This is a code base for deep active learning for image classification written in PyTorch. It is build on top of FAIR's pycls. I want to emphasize that this is a derivative of the toolkit originally shared with me via email by Prateek Munjal et al., the authors of the paper "Towards Robust and Reproducible Active Learning using Neural Networks", paper available here.
The goal of this repository is to provide a simple and flexible codebase for deep active learning. It is designed to support rapid implementation and evaluation of research ideas. We also provide a results on CIFAR10 below.
The codebase currently only supports single-machine single-gpu training. We will soon scale it to single-machine multi-gpu training, powered by the PyTorch distributed package.
Please see GETTING_STARTED
for brief instructions on installation, adding new datasets, basic usage examples, etc.
- Uncertainty Sampling
- Least Confidence
- Min-Margin
- Max-Entropy
- Deep Bayesian Active Learning (DBAL) [1]
- Bayesian Active Learning by Disagreement (BALD) [1]
- Diversity Sampling
- Coreset (greedy) [2]
- Variational Adversarial Active Learning (VAAL) [3]
- Query-by-Committee Sampling
- Ensemble Variation Ratio (Ens-varR) [4]
- CIFAR10/100
- MNIST
- SVHN
- Tiny ImageNet (Download the zip file here)
- Long-Tail CIFAR-10/100
Follow the instructions in GETTING_STARTED
to add a new dataset.
The following are the results on CIFAR10 and CIFAR100, trained with hyperameters present in configs/cifar10/al/RESNET18.yaml
and configs/cifar100/al/RESNET18.yaml
respectively. All results were averaged over 3 runs.

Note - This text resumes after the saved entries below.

Issue #814, opened 2026-07-20
[MEDIUM] lnurl::resolv_ln_address returns Ok("") on failure and does unchecked amount*1000


grunch:
### Severity: MEDIUM

`lnurl::resolv_ln_address` reports success on genuine failures, and multiplies an amount without an overflow/validity check.

### Where
`src/lnurl` — `resolv_ln_address` (LN address / LNURL-pay resolution).

### Problems
1. **Silent failure:** on several error paths the function returns `Ok("")` (an empty invoice string) instead of an `Err`. Callers that only check `is_ok()` will proceed with an empty BOLT11, pushing the failure downstream where it's harder to diagnose.
2. **Unchecked arithmetic:** the millisat conversion does `amount * 1000` without validating the input range, risking overflow / nonsensical amounts for adversarial or corrupt inputs.

### Suggested fix
- Return a typed `Err` on every failure path; never hand back `Ok("")`.
- Use checked arithmetic (`checked_mul`) and validate the amount range before conversion.

_Found during the deep review accompanying #803._

grunch:
Adding a concrete caller gap found while reviewing #820 locally, since it sharpens problem 1 above.

The `Ok("")` contract is not just "harder to diagnose downstream" — there is one caller that acts on the empty string:

```rust
// src/app/release.rs:499
let payment_request = if let Ok(addr) = ln_addr {
    resolv_ln_address(&addr.to_string(), amount, None)
        .await
        .map_err(|_| MostroInternalErr(ServiceError::LnAddressParseError))?
} else {
    payment_request
};
// ...
let payment_task = ln_client_payment.send_payment(&payment_request, amount as i64, tx);
```

`do_payment` never checks for empty, so a rejected LNURL resolution goes straight into `send_payment("")`. The dev-fee path does check (`resolve_dev_fee_invoice`, `src/app/dev_fee.rs:939`) and returns `LnAddressParseError` — so the two callers of the same function disagree on whether `Ok("")` means success.

#820 adds two more paths that return `Ok("")` (explicit `{"status":"ERROR"}` handling on both requests), so the number of ways to reach that `send_payment("")` grew. It's still pre-existing behavior — `tag != "payRequest"` already got there — and not a blocker for that PR, but it moves this issue's priority up a little for me.

Whoever picks this up: the typed-`Err` refactor in the suggested fix resolves both callers at once, and is preferable to bolting an `is_empty()` guard onto `do_payment`.

[...]

PR #820, opened 2026-07-20
Add LUD-12 comment to dev fee LNURL-pay calls

ToRyVand:
## Summary

Closes #694.

Dev fee payments carried no identifying information, making it impossible to trace which order or Mostro node originated a given payment on the receiving end. This adds an optional [LUD-12](https://github.com/lnurl/luds/blob/luds/12.md) `comment` (`mostro-dev-fee order=<id> node=<npub>`) to the LNURL-pay callback, gated by the server-advertised `commentAllowed` limit — servers that don't support it are left untouched.

## Bug found and fixed while implementing this

The existing callback-building code concatenated `?amount={amount_msat}` onto the raw `callback` string returned by the LNURL server, before parsing it as a URL:

```rust
let callback = format!("{callback}?amount={amount_msat}");
```

Real LNURL servers can return a `callback` that already carries its own query string (e.g. `https://host/cb?id=abc`, common with LNbits and others). In that case the second `?` is not a delimiter — everything after it, including the literal `?`, becomes part of the previous parameter's value. So `amount` silently never reaches the server as its own parameter; the previous key absorbs it instead (verified by actually running this against the exact `url` crate version pinned in this repo). This predates this PR, but since the same line was being rewritten to attach the comment, it's fixed here too rather than left next to new code. Extracted `build_callback_url`, a pure helper that adds `amount` and `comment` via `query_pairs_mut` (never by string concatenation), with a regression test (`build_callback_url_preserves_existing_query_params`) covering exactly this case.

## Other changes

`resolve_dev_fee_invoice` now receives `keys: &Keys` instead of calling `crate::util::get_keys()` internally (which re-parses the nsec — an EC key derivation — on every call). `AppContext::keys()` already caches this and is documented as the preferred alternative (`src/app/context.rs`). Threaded through `scheduler.rs -> run_dev_fee_cycle -> process_new_dev_fee_payments -> resolve_dev_fee_invoice`; `ctx` was already available at the scheduler spawn site, just not passed down. This also removes the only fallible path around building the comment, so there's no error to silently swallow.

## Response to review

@grunch's review caught real gaps — all addressed in `860bcac`:

- **`cargo fmt` failure (Critical)** — tree is now rustfmt-clean; `cargo fmt --all -- --check` passes.
- **Silent truncation (Major)** — `fit_comment` now returns `None` instead of cutting a comment mid-pubkey when it exceeds `commentAllowed`; a `warn!` fires so a dropped comment is visible in logs instead of silently producing a mutilated-but-plausible identifier.
- **No scheme validation / SSRF (Major)** — `extract_lnurl` and `build_callback_url` now reject any scheme other than `http`/`https`, closing the path a buyer-supplied lightning address could use to point mostrod at `javascript:`/`file:`/internal addresses.
- **Duplicate `amount`/`comment` params (Minor)** — any pre-existing `amount`/`comment` pair on `callback` is dropped before appending ours, so there's no ambiguity about which value the server honors.
- **LNURL error reason discarded (Major)** — both `resolv_ln_address` requests (address resolution and callback) now check for `{"status":"ERROR","reason":...}` and log the server's actual reason instead of silently returning an empty invoice.
- **Hex pubkey instead of npub (Minor)** — the comment now renders the node identifier as `npub1...` via `to_bech32()`, both more idiomatic for a nostr project and 63 chars shorter.
- **Untested comment string (Minor)** — extracted `dev_fee_comment` into its own pure function with a dedicated test asserting the exact `mostro-dev-fee order=... node=...` shape, so the format can't silently drift again.
- **`use super::Keys` (Trivial)** — test module now imports `Keys` directly from `nostr_sdk`.

Left open, both flagged as optional in the review rather than blocking: retrying once without the comment on LNURL rejection, and a settings toggle to opt out of sending the comment entirely. Happy to file follow-ups if useful.

## Test plan

```
$ cargo fmt --all -- --check
(clean)

$ cargo clippy --all-targets --all-features -- -D warnings
cargo clippy: No issues found

$ cargo test
test result: FAILED. 1031 passed; 1 failed; 0 ignored; 0 measured; 0 filtered out
```

The 1 failure (`lightning::invoice::tests::test_lnurl_validation_with_test_server`) is pre-existing and unrelated — it binds a mock server to a fixed port (8080) that's already occupied in my environment; confirmed neither this commit nor any other commit on this branch touches `src/lightning/invoice.rs`.

New/changed test coverage (`src/lnurl.rs` and `src/app/dev_fee.rs`):
- [x] `amount` added as its own query parameter (base case)
- [x] Regression: callback with a pre-existing query string — `amount` is added as its own pair instead of merging into the existing one
- [x] `comment` attached when the server allows it (`commentAllowed > 0`)
- [x] `comment` omitted when the server doesn't advertise support
- [x] `comment` omitted (not truncated) when it exceeds the server-advertised length
- [x] `extract_lnurl`/`build_callback_url` reject non-`http(s)` schemes
- [x] Pre-existing `amount`/`comment` query params are dropped before appending ours
- [x] `dev_fee_comment` produces the exact `mostro-dev-fee order=... node=npub1...` shape

## Summary by CodeRabbit

* **New Features**
  * Added optional LUD-12 user comments for LNURL-pay resolution when permitted by the server.
  * Dev-fee payment comments now include the order ID and node public key.
  * LNURL callback URLs preserve existing query parameters while adding amount (and comments when allowed).
* **Bug Fixes**
  * Enforced HTTP(S)-only LNURL targets and HTTP(S)-only callback URLs to prevent invalid/non-web schemes.
  * Added graceful handling for LNURL error responses by returning an empty result.
* **Tests**
  * Updated/added coverage for comment truncation rules and callback query parameter preservation.

### DIFF
--- a/src/app/dev_fee.rs
+++ b/src/app/dev_fee.rs
@@ -71,6 +71,7 @@ use mostro_core::error::MostroError;
 use mostro_core::error::MostroError::MostroInternalErr;
 use mostro_core::error::ServiceError;
 use mostro_core::order::Order;
+use nostr_sdk::Keys;
 use sqlx::SqlitePool;
 use std::collections::HashSet;
 use tokio::sync::mpsc::channel;
@@ -87,13 +88,14 @@ pub async fn run_dev_fee_cycle(
     pool: &SqlitePool,
     ln_client: &mut LndConnector,
     confirmed: &mut HashSet<uuid::Uuid>,
+    keys: &Keys,
 ) {
     info!("Checking for unpaid development fees");
 
     cleanup_stale_pending_markers(pool).await;
     verify_confirmed_orders(pool, ln_client, confirmed).await;
     recover_partial_payments(pool, ln_client, confirmed).await;
-    process_new_dev_fee_payments(pool, ln_client, confirmed).await;
+    process_new_dev_fee_payments(pool, ln_client, confirmed, keys).await;
 }
 
 // ── Phase 1: Stale PENDING cleanup ──────────────────────────────────────
@@ -392,6 +394,7 @@ async fn process_new_dev_fee_payments(
     pool: &SqlitePool,
     ln_client: &mut LndConnector,
     confirmed: &mut HashSet<uuid::Uuid>,
+    keys: &Keys,
 ) {
     let unpaid_orders = match find_unpaid_dev_fees(pool).await {
         Ok(orders) => orders,
@@ -434,7 +437,7 @@ async fn process_new_dev_fee_payments(
 
         let (payment_request, payment_hash_hex) = match tokio::time::timeout(
             std::time::Duration::from_secs(20),
-            resolve_dev_fee_invoice(&order),
+            resolve_dev_fee_invoice(&order, keys),
         )
         .await
         {
@@ -883,7 +886,10 @@ fn parse_pending_timestamp(marker: &str) -> Option<u64> {
 ///
 /// # Timeouts
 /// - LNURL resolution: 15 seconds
PR #821, opened 2026-07-20
fix(lightning): don't panic the daemon on malformed preimage/hash (#804)

### LINKED ISSUE #804: [CRITICAL] Malformed hex in preimage/hash panics and kills the whole daemon (lightning/mod.rs)
### Severity: CRITICAL

A single malformed row in the `orders` table can panic and take down the **entire** daemon.

### Where
`src/lightning/mod.rs` (~lines 150 and 170), in the settle / cancel path that decodes the stored `preimage` and payment `hash` from hex:

```rust
let preimage = hex::decode(preimage).expect(...);   // ~:150
let hash     = hex::decode(hash).expect(...);        // ~:170
```

### Why it's critical
- The main event loop in `src/app.rs` processes messages **sequentially on a single task**, and `main()` does not wrap message handling in a panic boundary / `catch_unwind`.
- Any order whose `preimage`/`hash` column is not valid hex (corruption, a partial write, a bad migration, a manual DB edit, a future bug that writes the wrong column) will hit `.expect()` the next time that order is settled/cancelled and **panic the whole process** — not just that order.
- This turns a one-row data problem into a full denial-of-service for every user of the instance.

### Repro (conceptually)
1. Have an order reach the point where the hold invoice is settled/cancelled.
2. Its `preimage` or `hash` column contains a non-hex value.
3. The handler calls `hex::decode(...).expect(...)` → panic → daemon down.

### Suggested fix
- Replace both `.expect()` calls with typed error handling (`?` into a `MostroError`/`ServiceError`), so a bad row fails **that** operation and is logged, not the process.
- Consider validating/normalizing `preimage`/`hash` on write so the invariant is enforced at the boundary.
- Optionally wrap per-message handling in the event loop so one panicking handler can't kill the daemon.

_Found during the deep review accompanying #803 (coverage push). Reporting for a focused, tested fix._

grunch:
Closes #804.

## Problem

`settle_hold_invoice` and `cancel_hold_invoice` decoded the stored `preimage` / `hash` columns with `hex::from_hex(..).expect(..)`.

The main event loop in `src/app.rs` processes messages sequentially on a single task, and `main()` does not wrap message handling in a panic boundary. So **a single malformed row** — corruption, a partial write, a bad migration, a manual DB edit — would take down the **entire daemon** the next time that order or bond was settled/cancelled. A one-row data problem became a full denial of service for every user of the instance.

## Fix

Both call sites now go through a `decode_hash32` helper that returns `ServiceError::HoldInvoiceError`. The bad row fails **that** operation and is logged; the process survives.

Additionally:

- **Validation at the boundary**: the helper enforces the 32-byte invariant, so a wrong-length column produces a clear error here instead of an opaque gRPC rejection from LND.
- **No secret leakage**: the error names the offending column but never includes the value — the preimage is what claims the HTLC, and errors end up in logs.

**No signature changes**: both functions already returned `Result<_, MostroError>`, and all 11 call sites (`util.rs`, `app/cancel.rs`, `admin_cancel.rs`, `scheduler.rs`, `bond/flow.rs`, `bond/slash.rs`) already propagated with `?` or logged the error.

## Follow-up included after review

Codex flagged (P2) that `job_cancel_orders` only logged a `cancel_hold_invoice` failure and then fell through to mark the funds as returned and republish/cancel the order — persisting the order out of `find_order_by_seconds`'s waiting-state eligibility window, so no later tick re-evaluates it. The order gets cleared while the hold invoice is still encumbered.

That swallow predates this PR (any transient LND error already hit it); the `.expect()` merely masked the malformed-hash trigger by killing the process instead. Since a bad `hash` column now returns an error, the path is reachable, so it is fixed here: on failure we `continue`, leaving the order eligible for the next tick — the same trade-off the bond slash/release branch below already makes. The "funds returned" log now only fires on success.

## Audited scope

Grep over all of `src/`: no other `.expect()` / `.unwrap()` on hex decoding remains in production code (the only one left, in `cashu/mod.rs`, is under `#[cfg(test)]`). All other `cancel_hold_invoice` / `settle_hold_invoice` call sites were checked for the same log-and-proceed shape: `app/cancel.rs`, `admin_cancel.rs` and `util.rs` propagate with `?`; `bond/flow.rs` and `bond/slash.rs` classify the error and leave the bond `Locked` / unmarked for retry. `scheduler.rs` was the only offender.

## Test plan

- [x] 6 new unit tests: valid lowercase and uppercase hex, non-hex, odd length, empty string, wrong length (31 and 33 bytes).
- [x] An assert helper verifies the error names the column and **never** contains the value.
- [x] Full suite: 535 passed, 0 failed.
- [x] `cargo fmt --all` + `cargo clippy --all-targets -- -D warnings` clean.

Caveat on coverage: `job_cancel_orders` has no tests (it builds a real `LndConnector`), so the scheduler change is verified by inspection and compilation, not by a test exercising it.

### DIFF
--- a/src/lightning/mod.rs
+++ b/src/lightning/mod.rs
@@ -55,6 +55,41 @@ pub fn routing_fee_cap_sats(amount: i64) -> i64 {
     max_fee as i64
 }
 
+/// Length in bytes of a Lightning payment preimage and of the payment
+/// hash derived from it (both are SHA-256 sized).
+const HASH_LEN: usize = 32;
+
+/// Decode a hex-encoded 32-byte preimage or payment hash — as stored in
+/// the `orders` / `bonds` tables — into the raw bytes LND expects.
+///
+/// This must never panic. The main event loop in `src/app.rs` processes
+/// messages sequentially on a single task with no panic boundary, so an
+/// `.expect()` here would turn a single malformed row (corruption, a
+/// partial write, a manual DB edit) into a full-daemon outage for every
+/// user of the instance. Returning a typed error keeps the blast radius
+/// at the one operation that touched the bad row.
+///
+/// `field` names the column for the log line. The value itself is never
+/// included in the error: the preimage is the secret that claims the
+/// HTLC, and errors end up in logs.
+fn decode_hash32(field: &str, value: &str) -> Result<Vec<u8>, MostroError> {
+    let bytes = Vec::<u8>::from_hex(value).map_err(|e| {
+        MostroInternalErr(ServiceError::HoldInvoiceError(format!(
+            "invalid {field}: not valid hex ({e})"
+        )))
+    })?;
+
+    if bytes.len() != HASH_LEN {
+        return Err(MostroInternalErr(ServiceError::HoldInvoiceError(format!(
+            "invalid {field}: expected {} bytes, got {}",
+            HASH_LEN,
+            bytes.len()
+        ))));
+    }
+
+    Ok(bytes)
+}
+
 impl LndConnector {
     pub async fn new() -> Result<Self, MostroError> {
         let ln_settings = Settings::get_ln();
@@ -147,7 +182,7 @@ impl LndConnector {
         &mut self,
         preimage: &str,
     ) -> Result<SettleInvoiceResp, MostroError> {
-        let preimage = FromHex::from_hex(preimage).expect("Wrong preimage");
+        let preimage = decode_hash32("preimage", preimage)?;
 
         let preimage_message = SettleInvoiceMsg { preimage };
         let settle = self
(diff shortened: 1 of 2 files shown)


grunch:
> **P2** — Don't clear orders after local hash decode failures

Good catch, confirmed and fixed in e89f9ce.

I verified the path Codex points at (`job_cancel_orders` in `src/scheduler.rs`): the `cancel_hold_invoice` error was only logged, and execution fell through to mark the funds as returned and republish/cancel the order. That persists the order out of `find_order_by_seconds`'s eligibility window (`status ∈ {WaitingBuyerInvoice, WaitingPayment}`), so **no later tick re-evaluates it** — the order is cleared with the hold invoice still encumbered, and the `info!` claims the funds went back to the seller.

One nuance on the origin: the swallow **predates** this PR — any transient LND error already triggered it. What the `.expect()` did was mask the malformed-hash trigger by killing the process before reaching that code. Now that a typed error is returned, the path becomes reachable, so it belongs in this PR.

The fix `continue`s on failure, leaving the order eligible for the next tick — the same trade-off the bond slash/release branch a few lines below already makes: stay consistent with the HTLC and retry, rather than persist a state that doesn't reflect it. The "funds returned" log now only fires on success.

I audited the other call sites for the same shape: `app/cancel.rs`, `admin_cancel.rs` and `util.rs` propagate with `?`; `bond/flow.rs` and `bond/slash.rs` classify the error and leave the bond `Locked` / unmarked as `Released` for retry. `scheduler.rs` was the only one with the log-and-proceed shape.

`cargo fmt` + `cargo clippy --all-targets -D warnings` clean, 535 tests green.

PR #1578, opened 2017-06-02
Remove several unused settings from the settings files.

bowlofeggs:


pypingou:
👍 for me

| AL Method | Test Accuracy |
|:----------------:|:---------------------------:|
| DBAL | 91.670000 +- 0.230651 |
| Least Confidence | 91.510000 +- 0.087178 |
| BALD | 91.470000 +- 0.293087 |
| Coreset | 91.433333 +- 0.090738 |
| Max-Entropy | 91.373333 +- 0.363639 |
| Min-Margin | 91.333333 +- 0.234592 |
| Ensemble-varR | 89.866667 +- 0.127410 |
| Random | 89.803333 +- 0.230290 |
| VAAL | 89.690000 +- 0.115326 |
| AL Method | Test Accuracy |
|:----------------:|:---------------------------:|
| DBAL | 55.400000 +- 1.037931 |
| Coreset | 55.333333 +- 0.773714 |
| Max-Entropy | 55.226667 +- 0.536128 |
| BALD | 55.186667 +- 0.369639 |
| Least Confidence | 55.003333 +- 0.937248 |
| Min-Margin | 54.543333 +- 0.611583 |
| Ensemble-varR | 54.186667 +- 0.325628 |
| VAAL | 53.943333 +- 0.680686 |
| Random | 53.546667 +- 0.302875 |
If you find this repo helpful in your research, please consider citing us and the owners of the original toolkit:
@article{Chandra2021DeepAL,
Author = {Akshay L Chandra and Vineeth N Balasubramanian},
Title = {Deep Active Learning Toolkit for Image Classification in PyTorch},
Journal = {https://github.com/acl21/deep-active-learning-pytorch},
Year = {2021}
}
@article{Munjal2020TowardsRA,
title={Towards Robust and Reproducible Active Learning Using Neural Networks},
author={Prateek Munjal and N. Hayat and Munawar Hayat and J. Sourati and S. Khan},
journal={ArXiv},
year={2020},
volume={abs/2002.09564}
}
This toolkit is released under the MIT license. Please see the LICENSE file for more information.
[1] Yarin Gal, Riashat Islam, and Zoubin Ghahramani. Deep bayesian active learning with image data. In Proceedings of the 34th International Conference on Machine Learning-Volume 70, pages 1183–1192. JMLR. org, 2017.
[2] Ozan Sener and Silvio Savarese. Active learning for convolutional neural networks: A core-set approach. In International Conference on Learning Representations, 2018.
[3] Sinha, Samarth et al. Variational Adversarial Active Learning. 2019 IEEE/CVF International Conference on Computer Vision (ICCV) (2019): 5971-5980.
[4] William H. Beluch, Tim Genewein, Andreas Nürnberger, and Jan M. Köhler. The power of ensembles for active learning in image classification. 2018 IEEE/CVF Conference on Computer Vision and Pattern Recognition, pages 9368–9377, 2018.